# Trocar kernel para outra superios ou inferior [SOLVED]

## baldeante

Como tenho tido alguns problemas com o arranque do meu kernel ( topico  de referencia https://forums.gentoo.org/viewtopic.php?t=156564) e uma vez que não estou a conseguir nada com a actual versão do kernel vou tentar outra versão.

Gostaria de saber se tenho de retirar primeiro o kernel que já tenho compilado com um "unemerge" ou se apenas tenho de adicionar outro a minha escolha, se não estou enganado posso ter varios kernels para o linux no entanto estou na duvida.

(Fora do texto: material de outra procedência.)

PR #83, opened 2017-09-21
RFC for running workspace commands from root

giridharangm:
Redirected from [here](https://github.com/yarnpkg/yarn/issues/4467#issuecomment-330905517)  

It would be great if we have a single command to execute a package script for all the packages under a workspace.

### DIFF
--- a/accepted/0000-workspace-run-commands.md
+++ b/accepted/0000-workspace-run-commands.md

Se não me engano e corrijam-me se estou errado só tenho de :

1 - fazer o emerge a source que escolher

2 - voltar a copiar o kernel + .map  + .config 

3 - refazer sinylink

4 - alterar o ficheiro de conf do lilo

5 - correr o /sbin/lilo

----------

## fernandotcl

 *baldeante wrote:*   

> Gostaria de saber se tenho de retirar primeiro o kernel que já tenho compilado com um "unemerge" ou se apenas tenho de adicionar outro a minha escolha, se não estou enganado posso ter varios kernels para o linux no entanto estou na duvida.

 

Pode sim, basta adicionar outra entrada ao bootloader.

 *baldeante wrote:*   

> 2 - voltar a copiar o kernel + .map  + .config

 

Não aconselho trocar os .configs de kernels, pois cada versão tem patches diferentes e pode haver pequena incompatibilidade.

----------

## RoadRunner

Podes ter quantos kerneis diferentes quiseres. Basta faer emerge do kernel que queres, actualizar o link /usr/src/linux para as sources do kernel que queres usar, configurar e compilar esse kernel, copiar a imagem para a /boot e actualizar o teu grub/lilo com esse novo kernel.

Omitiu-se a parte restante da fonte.